Caregivers: are you kind and compassionate to yourself?
The other day I (over)heard this woman say she was sick of hearing about self-compassion. She couldn’t turn around she said, without seeing it in magazines, newspapers, online blogs, on the radio. It is just everywhere, she said.
While I wasn’t sure why this woman was sick of hearing about self-compassion, her comments and perspective concerned me. I have noticed a backlash or resistance that can come up when the subjects of self-love and self-compassion are raised. For sure, it can feel unnatural at first. You may even see self-compassion as “hoaky” or “silly”. From my perspective, the benefits make it worth working through any resistance.
What is natural is wanting to feel good about ourselves. Self-compassion is a way to do this without having to compare ourselves and without the negative judgements of ourselves when things aren’t going too well.

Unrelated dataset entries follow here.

PR #550, opened 2024-02-05
misc changes

Berthalamew:
- fix cloth attachment interpolation

### DIFF
--- a/xlive/Blam/Engine/objects/objects.cpp
+++ b/xlive/Blam/Engine/objects/objects.cpp
@@ -988,14 +988,17 @@ int16 __cdecl object_get_markers_by_string_id(datum object_index, string_id mark
 	return internal_object_get_markers_by_string_id(object_index, marker, marker_object, count, false);
 }
 
-// Replace calls to internal_object_get_markers_by_string_id
-void internal_object_get_markers_by_string_id_replace_calls(void)
+// Replace calls to functions getting the marker by string id
+void object_get_markers_by_string_id_replace_calls(void)
 {
 	// PatchCall(Memory::GetAddress(0x132792, 0x121662), internal_object_get_markers_by_string_id);	(Disabled as this is not interpolated)	TODO: Add parameter to internal_object_get_markers_by_string_id instead of not patchcalling
 	// PatchCall(Memory::GetAddress(0x1327B1, 0x121681), internal_object_get_markers_by_string_id);	(Disabled as this is not interpolated)	TODO: Add parameter to internal_object_get_markers_by_string_id instead of not patchcalling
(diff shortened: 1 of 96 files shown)


xlive/Blam/Engine/objects/widgets/widgets.cpp
```diff
@@ -1,7 +1,20 @@
...
 
+#include "main/interpolator.h"
+#include "objects/objects.h"
+
+
+
 void __cdecl widgets_new(datum object_index)
 {
 	INVOKE(0x14FFE2, 0x14CD7A, widgets_new, object_index);
+	object_initialize_for_interpolation(object_index);
```
nukeulater: why not just move this call to a later point in object_new? cause that's where widgets_new is getting called, and you're now initializing the interpolation data twice

Berthalamew: Forgot to remove this, the call is useless

xlive/Blam/Engine/objects/objects.cpp
```diff
@@ -988,14 +988,17 @@ int16 __cdecl object_get_markers_by_string_id(datum object_index, string_id mark
...
+void object_get_markers_by_string_id_replace_calls(void)
 {
 	// PatchCall(Memory::GetAddress(0x132792, 0x121662), internal_object_get_markers_by_string_id);	(Disabled as this is not interpolated)	TODO: Add parameter to internal_object_get_markers_by_string_id instead of not patchcalling
 	// PatchCall(Memory::GetAddress(0x1327B1, 0x121681), internal_object_get_markers_by_string_id);	(Disabled as this is not interpolated)	TODO: Add parameter to internal_object_get_markers_by_string_id instead of not patchcalling
-	PatchCall(Memory::GetAddress(0x134C26, 0x123AF6), internal_object_get_markers_by_string_id);
 	// PatchCall(Memory::GetAddress(0x13823D, 0x12710D), internal_object_get_markers_by_string_id);	(Disabled as this is not interpolated)	TODO: Add parameter to internal_object_get_markers_by_string_id instead of not patchcalling
 	// PatchCall(Memory::GetAddress(0x138257, 0x1214CB), internal_object_get_markers_by_string_id);	(Disabled as this is not interpolated)	TODO: Add parameter to internal_object_get_markers_by_string_id instead of not patchcalling
+	PatchCall(Memory::GetAddress(0x134C26, 0x123AF6), internal_object_get_markers_by_string_id);	// object_animation_callback
```
nukeulater: this line hooks something audio related rather than visual, probably not even called outside game tick context

Berthalamew: It's used for an animation callback function, from what I can tell it has to do with animation events and it creates a sound at that position

PR #622, opened 2024-04-03
main game time updates

nukeulater:
- and some other minor changes

### DIFF
--- a/xlive/Blam/Engine/effects/particle_system.h
+++ b/xlive/Blam/Engine/effects/particle_system.h
@@ -38,7 +38,7 @@ CHECK_STRUCT_SIZE(s_particle_system_update, 0xC);
 class c_particle_system
 {
 public:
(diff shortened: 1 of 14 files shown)


xlive/Blam/Engine/effects/particle_system.h
```diff
@@ -38,7 +38,7 @@ CHECK_STRUCT_SIZE(s_particle_system_update, 0xC);
 class c_particle_system
 {
 public:
-	int32 datum_salt;
+	uint16 datum_salt;
```
Berthalamew, line 41: Should we define padding below this so that it's explicit?

Berthalamew (approved):

xlive/Blam/Engine/effects/particle_system.h
nukeulater: not necessarily

PR #624, opened 2024-04-07
Allow proper multi-controller support in H2V

Himanshu-01:
# Includes
* Adds `input_globals` and `input_abstraction_globals`
* Fixes some of the hired-gun patches that tied all inputs to `input_globals.gamepad_state[0]`
* User interfaces like pregame lobby can now detect multiple controller inputs successfully

# Todo List
* Completely breaks Imgui AdvancedSetting ControllerInput.cpp hacky patches that will crash you anytime
* `input_abstraction_update()` needs to be redone to fix all other issues
* Certain UIs like main_menu dont like multiple local users

### DIFF
--- a/xlive/Blam/Engine/game/player_vibration.cpp
+++ b/xlive/Blam/Engine/game/player_vibration.cpp
@@ -12,9 +12,9 @@
 #include "H2MOD/Tags/TagInterface.h"
 
 s_vibration_globals* vibration_globals_get(void);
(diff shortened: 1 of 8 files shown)


Halo2Guy:
Lookin Good Gentlemen. 

Keep up the hard work everyone 🏆😎🏆 

#Halo2ProjectCartographerBest

PR #626, opened 2024-04-15
Cleanup and warning fixes

Berthalamew:
- update c_flags to use c_flags_no_init as a base class
- add asserts
- fix warnings/errors on non-msvc compilers
- add msvc macro

### DIFF
--- a/xlive/Blam/Engine/cseries/cseries.h
+++ b/xlive/Blam/Engine/cseries/cseries.h
@@ -53,7 +53,7 @@ static_assert(sizeof(datum) == 4);
 #define LONG_BITS SIZEOF_BITS(int32)
 
 #if(!__INTEL_LLVM_COMPILER)
-#define MSVC
+#define IS_MSVC_COMPILER
 #endif
 
 // Invokes a function
--- a/xlive/Blam/Engine/cseries/cseries.h
+++ b/xlive/Blam/Engine/cseries/cseries.h
@@ -52,6 +52,10 @@ static_assert(sizeof(datum) == 4);
 #define SHORT_BITS SIZEOF_BITS(int16)
 #define LONG_BITS SIZEOF_BITS(int32)
 
+#if(!__INTEL_LLVM_COMPILER)
+#define MSVC
+#endif
+
 // Invokes a function
 // ADDR_CLIENT: file offset in halo2.exe
 // ADDR_SERVER: file offset in h2server.exe
--- a/xlive/Blam/Engine/cseries/cseries_strings.cpp
+++ b/xlive/Blam/Engine/cseries/cseries_strings.cpp
@@ -1,22 +1,42 @@
 #include "stdafx.h"
 #include "cseries_strings.h"
 
-size_t csstrnlen(const char* string, size_t size)
+size_t csstrnlen(const char* s, size_t size)
 {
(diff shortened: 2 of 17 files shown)


xlive/Blam/Engine/main/main_game.cpp
```diff
@@ -51,7 +51,11 @@ void main_game_launch_set_coop_player_count(int32 player_count)
 {
     if (!IN_RANGE_INCLUSIVE(player_count, 1, k_number_of_users))
     {
+#ifdef MSVC
         error(2, __FUNCTION__": invalid player count %d (must be from 1-%d)", player_count, k_number_of_users);
+#else
+        error(2, "%s: invalid player count %d (must be from 1-%d)", __FUNCTION__, player_count, k_number_of_users);
```
nukeulater, line 54: I don't see why this wouldn't work using MSVC

xlive/Blam/Engine/memory/static_arrays.h
```diff
@@ -41,55 +46,80 @@ class c_flags
...
+	c_flags_no_init<t_type, t_storage_type, k_count> operator&(c_flags_no_init<t_type, t_storage_type, k_count>& value) const
 	{
-		return ~m_storage;
+		c_flags_no_init<t_type, t_storage_type, k_count> result;
+		result.set_unsafe(m_storage & value.m_storage);
+		return result;
 	}
 
-	bool operator==(const c_flags<t_type, t_storage_type, k_count>& value)
+	void operator|=(c_flags_no_init<t_type, t_storage_type, k_count>& value)
```
nukeulater, line 85: this should also return

xlive/Blam/Engine/cseries/cseries_strings.cpp
```diff
@@ -1,22 +1,42 @@
...
+int32 cvsnzprintf(char* buffer, size_t size, char const* format, ...)
+{
+	ASSERT(buffer);
+	ASSERT(format);
+	ASSERT(size > 0);
+
+	va_list va_args;
+	va_start(va_args, format);
+	int32 result = vsnprintf(buffer, size, format, va_args);
+	buffer[size - 1] = 0;
```
nukeulater: nitpicking: `= '\0'`

xlive/Blam/Engine/cseries/cseries.h
```diff
@@ -52,6 +52,10 @@ static_assert(sizeof(datum) == 4);
 #define SHORT_BITS SIZEOF_BITS(int16)
 #define LONG_BITS SIZEOF_BITS(int32)
 
+#if(!__INTEL_LLVM_COMPILER)
+#define MSVC
```
nukeulater: this name specifier is quite generic, might be conflicting with existing directives

xlive/Blam/Engine/memory/static_arrays.h
nukeulater: actually nvm, perhaps this operator shouldn't be allowed to be chained in the same expression.

xlive/Blam/Engine/main/main_game.cpp
Berthalamew: Original string appends the function name to the string while this isn't possible on non-msvc compilers.

PR #640, opened 2024-05-16
Fixing a Bertha

Kantanomo:
undoing using a define out of place that worked coincidentally.


twist84:
It may be better to have a username length/size constant

Berthalamew:
use the XUSER_NAME_SIZE macro

PR #660, opened 2024-07-15
fix network adapter crash + other misc changes

Berthalamew:


Berthalamew:
Confirmation of testing on dedi after changes:
image

PR #758, opened 2023-06-06
💄 Add icon to Google Map link

### LINKED ISSUE #757: 💄 Google Maps icon
CC: @adamcogan @bradystroud @wicksipedia @tiagov8 

As per my conversation with @adamcogan , it appears better to have an icon placed to the left of the underline link. https://www.ssw.com.au/offices/newcastle

- [x] Add Googles Maps icon for the office page

image

Aibono1225:
Fixes #757 

Changes I made
- Added google maps directions to Hangzhou and Strasbourg offices
- Added an icon on the left of the google map link

Affected routes:
- /offices/brisbane
- /offices/melbourne
- /offices/newcastle
- /offices/strasbourg
- /offices/sydney
- /offices/hangzhou

image


content/offices/brisbane.mdx
```diff
@@ -57,7 +57,8 @@ aboutUs: >
   Server or Visual Studio Online, and Microsoft Azure.
 map: /images/offices/brisbane/SSW-brisbane-map-wide.jpg
 directions: >
-  #### [Level 1, 471 Adelaide St, Brisbane, QLD 4000,
+  ####  [<CustomImage altText="map-icon" height={16} width={16}
```
wicksipedia: given that all this is repeated for each use of the directions prop - I think this should be part of the page template instead of repeated for each city

styles.css
```diff
@@ -3,92 +3,96 @@
...
+    padding: 8px;
+  }
+
+  .customTable li {
+    list-style-type: square;
+  }
+
+  img[alt="map-icon"] {
+    margin: 0 6px 4px 0;
+  }
```
wicksipedia: We are trying to use utility css where possible. When you move the image to the page template - can you use the utility classes that replicate this margin setting

wicksipedia (changes requested):

content/offices/brisbane.mdx
Aibono1225: I tried to add the SVG image to the page template, but it doesn't work. This is because we are using TinaMackdown to render the entire directions section and cannot insert the img tag inside the h4 tag.

styles.css
Aibono1225: Given that we're unable to move the image to the page template, I think it would be better to maintain this CSS for the map icon🤔

wicksipedia (approved):
If you are happy with my changes, then it is all approved and good to merge 👍

Issue #768, opened 2023-06-07
Add China website link to Hangzhou office page


hveraus:
URL: https://www.ssw.com.au/offices/hangzhou

1. Like on SSW France’s office page, we need an URL to https://www.ssw.com.cn/?utm_source=referral&utm_medium=sswaustralia. So it’s consistent with https://www.ssw.com.au/offices/strasbourg#Directions

PR #769, opened 2023-06-07
📝🔀 Make PR lint check skip if only content is changed

### LINKED ISSUE #777: 🐛 Skip PR check if content PR
This is still a required check, so it needs to run on every PR.

Fixes the problem on https://github.com/SSWConsulting/SSW.Website/pull/872

bradystroud:
This is still a required check, so it needs to run on every PR.
Not sure if there is a better way to do this.

We could alternatively make this a not required check

Fixes the problem on #768

### DIFF
--- a/.github/workflows/pr-lint-pr.yml
+++ b/.github/workflows/pr-lint-pr.yml
@@ -21,20 +21,20 @@ jobs:
       - name: Checkout repo
         uses: actions/checkout@v2
 
-      - name: Check for non-content/public changes
+      - name: Check paths
         id: changes
         uses: dorny/paths-filter@v2
         with:
           filters: |
-            nonContentPublic:
-              - '!content/**'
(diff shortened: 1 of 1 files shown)


.github/workflows/pr-lint-pr.yml
```diff
@@ -19,12 +16,31 @@ jobs:
...
+          should_skip=true
+
+          for file in $modified_files; do
+            if [[ $file != content/* && $file != public/* ]]; then
+              should_skip=false
+              break
+            fi
+          done
+
+          echo "should_skip=$should_skip" >> $GITHUB_ENV
```
wicksipedia: can we use an action like https://github.com/marketplace/actions/has-changed-path to do the check instead?

bradystroud: Done

PR #799, opened 2023-06-13
Consulting enquiry - Disable Button and spinner on loading

### LINKED ISSUE #728: ✨ - Consulting - Disable button on enquiry submission
### Description:
On submission, the user can hit the button multiple times on submit button which could cause the duplication of leads.

```[tasklist]
### Tasks
- [x] Disable the button until it gets the response/error
- [x] Show spinner or loading sign (get it approved first)
```
Enquiry Form

**Figure: Enquiry button that needs to be disabled upon submission**

amankumarrr:
fixes #728 

#### Description:
Button will be disabled upon submitting and spinner will be replaced with the current icon to show if it's loading with the text PROCESSING.
- Button will be disabled until it gets any response/error
- Cursor will be changed to CROSS and text SUBMIT to PROCESSING

#### Screenshot:
NewSpinner
**GIF: Showing spinner on loading**


components/spinner/spinner.tsx
bradystroud, line 1: This is not how we do icons. Please use FontAwesome.

bradystroud (changes requested):

components/spinner/spinner.tsx
```diff
@@ -0,0 +1,19 @@
+import React from "react";
+
+export const Spinner = () => (
+  <svg
```
jaydenalchin: From a UX perspective this is looking great! But we should use fontawesome icons instead of svgs 

e.g. class="fa-solid fa-spinner"

jaydenalchin (approved):

components/spinner/spinner.tsx
amankumarrr: done - I'm using Font Awesome Icon now, GIF is updated in the description above.

styles.css
```diff
@@ -67,13 +67,16 @@
...
+    @apply items-center justify-center rounded border-none bg-sswRed px-4 py-3 align-middle text-sm font-normal uppercase leading-[18px] text-white no-underline !outline-sswRed hover:!bg-[#8e2c2c] hover:!text-white;
   }
 
   .m-icon {
     @apply mr-2;
   }
 
+  .sswSpinner {
+    @apply mr-2 h-4 w-4 animate-spin fill-sswRed text-white dark:text-gray-600;
+  }
```
bradystroud: 💣

```suggestion
```

bradystroud (approved):
LGTM 🛫

PR #801, opened 2023-06-13
💸Tech Debt - Save Times Too Long

### LINKED ISSUE #798: 💸 Tech Debt - Save Times Too Long
**Description**  
At the moment, upon save, Prettier takes ~10 to 15 seconds per save, which has been quite troublesome, with the temporary solution for many on the team to turn off format on save. This is troublesome, as it means that the Prettier and ESLint style rules are not enforced on save, and thus decreasing code quality.

**Proposed solution**  
This can be fixed by installing [eslint-plugin-prettier](https://github.com/prettier/eslint-plugin-prettier) as per https://prettier.io/docs/en/integrating-with-linters.html.

Harry-Ross:
There have been significant increases in file save times, causing devs to either disable formatting on save or having to restart their VSCode. This isn't ideal, and leads to a much worse developer experience. 

Fixes #798 

Affected routes: N/A
**NOTE:** Upon merging, we must notify developers of change in workflow


bradystroud (approved):
lgtm

PR #807, opened 2023-06-14
PR Push Deploy - Adding delay before page insight

### LINKED ISSUE #785: 💚 PR check - Pagespeed insights fails on first run
The PageSpeed insights PR check fails on its first run.

I think this is because its needs the PR environment to be deployed, and there is a short period after the deploy has completed but 
the site is not actually live.

```[tasklist]
### Tasks
- [x] Investigate
- [x] Add a delay before running PageSpeed Insights
- [x] Follow-up with this PR https://github.com/wicksipedia/pagespeed-insights/pull/41, test it when it gets merged
```

**Figure: PageSpeed Insights failing**

amankumarrr:
Fixes #785

### DIFF
--- a/.github/workflows/pr-push-deploy.yml
+++ b/.github/workflows/pr-push-deploy.yml
@@ -78,17 +78,27 @@ jobs:
         run: |
           $slotURL = "${{ needs.pr-deploy.outputs.url }}"
           $delaySeconds = 30
+          $maxWaitSecs = 300
+          $totalDelay = 0
 
           while ($true) {
+            try {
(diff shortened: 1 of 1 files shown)


bradystroud (changes requested):
Hey @amankumarrr, well done on the fix! 🎉

Here are a couple of things I noticed:

1. The delay part in the code could use a comment. It'll help others understand why it's there. 🤔👀
2. A bit more description in the PR would make it easier to review. 👁️📝

Cheers! 👍🙂

PR #821, opened 2023-06-16
✨Newsletters - File Upload on TinaCMS

### LINKED ISSUE #626: Newsletters - Upload file feature on TinaCMS
We would like Penny to have as little action as possible to upload the new newsletters.
Currently, she has to enter newsletter information in TinaCMS (file name, month...), but she also has to manually add the HTML file to the public/newsletters/[year] folder.

Using TinaCMS's Media Manager does not meet our needs as any uploaded file will always be placed in the root of the /public folder.
An issue is currently open on the TinaCMS repository to address this : https://github.com/tinacms/tinacms/issues/3813

In the meantime, until we can utilize an internal feature within TinaCMS, we need to find another way to make Penny's work easier.  

1. go to http://localhost:3000/admin/index.html#/collections/newsletters | any json file
2. create a upload feature that would put the selected file on the right spot : public/newsletters/[the years related to json file name]
3. listing the file currently on the folder
4. let user delete a file if necessary

Harry-Ross:
At the moment file upload can't be achieved through the Tina UI, the workflow would involve first commiting the desired HTML and image files in a branch, then updating the link in the Tina UI. This is not ideal as there is no hard link between the files and the TinaCMS content. 

Originally, I developed a custom component to upload files, however the `type: "image"` component allows file upload of not just images, but HTML files too, so I made the simple addition of changing the type of the URL in the TinaCMS content from `string` to `image`, which are functionally the same - as `image` is stored as a string in the TinaCMS content. 

Fixes #626 

Affected routes:

- `/newsletters`

image
**Figure: Added "HTML File" and "Images (optional) fields to the newsletter object**


.vscode/settings.json
```diff
@@ -1,6 +1,6 @@
 {
 	"editor.defaultFormatter": "esbenp.prettier-vscode",
-	"editor.formatOnSave": true,
+	"editor.formatOnSave": false,
```
bradystroud: Change this back

components/admin/customFileUpload.tsx
bradystroud, line 1: Is this used?

.tina/config.tsx
```diff
@@ -35,7 +35,7 @@ const config = defineStaticConfig({
     // this is the config for the tina cloud media store
     tina: {
       publicFolder: "public",
-      mediaRoot: "images",
+      mediaRoot: "",
```
bradystroud: Will this affect anything else? (i think it will)

bradystroud (changes requested):
Nice work 💪 its good that the image component worked for any file type, but this seems like something Tina should fix (rename it to `file`)
Have you made a feature request?

.tina/config.tsx
bradystroud: Yep, it broke all images as expected.

see https://app-sswwebsite-9eb3-pr-821.azurewebsites.net/

Figure: All images on the home page are broken 😕
**Figure: All images on the home page are broken 😕**

bradystroud (approved):
lgtm 🛶

PR #868, opened 2023-06-26
Azure Resouces - adding tags

### LINKED ISSUE #748: ♻️ Infra - Add Cost-Category tag to all resources
**Describe the bug**
Not exactly a bug, but all resources used in SSW need to be tagged with a cost-category of 'dev/test', 'value' or 'core'
dev/test - for things you are working on
value - for things that aren't required but are important
core - for things that are core to the business.  I.E. website

As per https://ssw.com.au/rules/azure-budgets/

1. Please update the infra deployment for this so that my Azure Cost Analysis weekly journey is easy 😊
2. Get 'Checked by Warwick'

amankumarrr:
Fixes #748 

#### Description:
Implemented a tagging for Azure resources, utilizing 'dev/test,' 'core,' and 'value' tags to effectively categorize and track their associated costs.

### DIFF
--- a/infra/main.bicep
+++ b/infra/main.bicep
@@ -30,9 +30,12 @@ param dockerImage string = 'sswwebsite'
 
 param now string = utcNow('yyyy-MM-ddTHH-mm')
 
-var tags = {
-  // change this to 'core' when you are ready to deploy to production
-  'cost-category': 'dev/test'
+var core = {
+  'cost-category': 'core'
+}
+
+var value = {
+  'cost-category': 'value'
 }
 
 module acr 'acr.bicep' = {
@@ -40,7 +43,7 @@ module acr 'acr.bicep' = {
   params: {
     projectName: projectName
     location: location
-    tags: tags
+    tags: core
   }
 }
 module keyVault 'keyVault.bicep' = {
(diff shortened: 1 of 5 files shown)


leahy268 (approved):
Looks ok to me although I'm not completely familiar with the Infra in the repo

infra/main.bicep
```diff
@@ -30,31 +30,36 @@ param dockerImage string = 'sswwebsite'
...
+  'cost-category': 'value'
 }
 
 module acr 'acr.bicep' = {
   name: 'acr-${now}'
   params: {
     projectName: projectName
     location: location
-    tags: tags
+    tags: core
```
wicksipedia: if this is always `core` - then it should be set in the module and not determined outside in the `main` file

infra/main.bicep
```diff
@@ -30,31 +30,36 @@ param dockerImage string = 'sswwebsite'
...
   }
 }
 module keyVault 'keyVault.bicep' = {
   name:'keyVault-${now}'
   params: {
     projectName: projectName
     location: location
+    tags:core
```
wicksipedia: if this is always `core` - then it should be set in the module and not determined outside in the `main` file

wicksipedia (approved):
Approved with suggestions

infra/main.bicep
amankumarrr: Done - yes it makes sense

infra/main.bicep
amankumarrr: Done - yes it makes sense

wicksipedia (approved):

Issue #248, opened 2023-02-21
⚡Google Tag Manager - review tags being used


wicksipedia:
Liase with @camillars

GTM currently loads a lot of tags - do an audit and clean up where possible

Install MS Clairty at the same time #722

amankumarrr:
@bradystroud 

We are using following tags with our GTM:

![Image](https://github.com/SSWConsulting/SSW.Website/assets/71385247/9d5968bc-ce17-4b9c-a430-ee6bfae88d22)

**Figure: list of tags with GTM** - https://tagmanager.google.com/?authuser=1#/container/accounts/362468/containers/407674/workspaces/1000037/tags

@camillars, we need a list of tags that are redundant, need to clean up to improve the performance of the website. 
@wicksipedia this #722 issue has been closed as the Microsoft Clarity is already used as a tag in GTM.

camillars:
Hi @amankumarrr 

here's a preview list. Yellow means I am unsure (under investigation), green stays, and red can go.

![image](https://github.com/SSWConsulting/SSW.Website/assets/53064613/b1679c3b-ca57-42e9-bff3-72a5fdf20ffc)

amankumarrr:
@bradystroud @wicksipedia 

Hi @camillars 

Here is the preview of tags after removing the mentioned ones above. Please let me know if we need some more cleanup.

<img width="947" alt="image" src="https://github.com/SSWConsulting/SSW.Website/assets/71385247/c193b703-aea1-45df-a9cd-17e5e5f4a8dc">

**Figure: GTM tags after a clean-up**

wicksipedia:
Is AppInsights required? At minimum, it looks like it is misconfigured ATM

<img width="1436" alt="CleanShot 2023-06-27 at 10 34 32@2x" src="https://github.com/SSWConsulting/SSW.Website/assets/600044/d04fad7f-fce9-4675-93fc-d01f1cd47aab">

wicksipedia:
should GTM be loaded on `lazyOnload` instead of `afterInteractive` (default)?
see: https://nextjs.org/docs/pages/api-reference/components/script#strategy

it looks like it is the biggest contributor to 3rd patry code impact
<img width="1317" alt="CleanShot 2023-06-27 at 10 37 20@2x" src="https://github.com/SSWConsulting/SSW.Website/assets/600044/f6b60e7b-ba38-40a4-bcec-37c0cea3fc30">

amankumarrr:
[...]

PR #875, opened 2023-06-27
GTM - Lazy loading for scripts

amankumarrr:
Related to #248 

**Description:**
By default, it was loading GTM scripts as afterInteractive strategy, which consumes time while loading the page, now we are loading the scripts as LazyLoading strategy as it will be injected into the HTML client-side during browser idle time.

Affected routes:

- `/`


amankumarrr:
closed this PR as Lazy loading didn't improve the performance

PR #917, opened 2023-07-03
PR - Main Infra check

### LINKED ISSUE #897: 🐛 PR - Fix check to ensure main infra code works
**Describe the bug**
There is a failing check https://github.com/SSWConsulting/SSW.Website/actions/workflows/pr-infra.yml

```[tasklist]
### Tasks
- [x] Fix the title
- [x] Fix the triggers (change to PR)
- [x] Add the missing parameters
```

amankumarrr:
Fixes #897 

**Description:**
Removing the duplicate name of workflows, added testing for the main's BICEP with the pull request, and fixing the Service Principal ID error with the flow.


.github/workflows/pr-main-infra-check.yml
```diff
@@ -1,7 +1,7 @@
-name: Main - Infra - Build and deploy
+name: Main - Infra Check - Build and deploy
```
bradystroud:
```suggestion
name: PR - Infra Check - Build and deploy
```

bradystroud (changes requested):

.github/workflows/pr-main-infra-check.yml
amankumarrr: But we are checking main's infra there, do you think we should make these changes?

bradystroud: Looking at the other workflows, I think the naming scheme is {{ TRIGGER }} - {{ ACTION }}

Maybe a better name would be `PR - Test main infra`

amankumarrr: Yes it makes more sense.

bradystroud (approved):
lgtm

wicksipedia (approved):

The following two exercises are adapted from the current expert on this topic, Dr. Kristin Neff. You can approach these exercises as a scientist or researcher and you can use yourself as the research subject. Imagine you are on a mission to find out experientially what self-compassion is all about. The worst thing that can happen is that you will treat yourself better….
Ready to go for it? Self-compassion break
Think of a difficult situation, one that is stressful for you. Try to actually feel the stress and discomfort in your mind and in your body (don’t worry, you don’t hang on to this stress and discomfort for long!)
NOW, say to yourself:
- “This is a moment of suffering.” (Mindfulness) If you don’t like this language, use other descriptors such as “This is painful,” “This hurts,” or “This is stress.”
- “Suffering is part of life.” (Common humanity)
Alternatives: “I am not alone,” “Other people feel this way,” or “We all struggle in our lives.”
Now, put your hands over your heart and feel the warmth and gentle touch of your hands.
If you cannot get your head around putting your hands on your heart, then find another kind of soothing touch that feels like a better fit for you. This physical gesture actually releases oxytocin, knownas the “hormone of love and bonding.” The point is that when we are kind and compassionate towards ourselves, there is a real positive impact on our bodies and minds.
3. “May I be kind to myself?” (Self-kindness)
What is the kindest thing you can say to yourself right now in relation to your situation? Examples: “May I accept myself in this moment?” “May I forgive myself in this moment?” “May I be patient with myself in this moment?” “May I be at peace?” or “I am doing the best I can.”
Ideally, you will apply this self-compassion break when you need it and often enough for self-compassion to feel natural.
Need it to be even simpler?
When you notice that you are coming down on yourself or being critical of yourself, think about how a loving friend would respond. Alternatively, if your friend were in the same position as you right now, how would you respond to them? Respond to yourself in the same way.
Neff has all eventualities covered. If you notice that you would respond negatively and critically to your friend, she advises, then choose a divine or spiritual figure instead and ask yourself how they would respond to you. Now, turn around and give this compassion to yourself.
If you want to complete a quick self–assessment to find out your current level of self-compassion, go to Dr. Kristin Neff’s website: www.selfcompassion.org.
What I love is that this exercise and other self-compassion exercises can be woven into our daily life easily. That is, we don’t have to find or make time for it. It’s about how we choose to treat ourselves.
Have you tried this or any other self-compassion exercise? What has been your experience with it?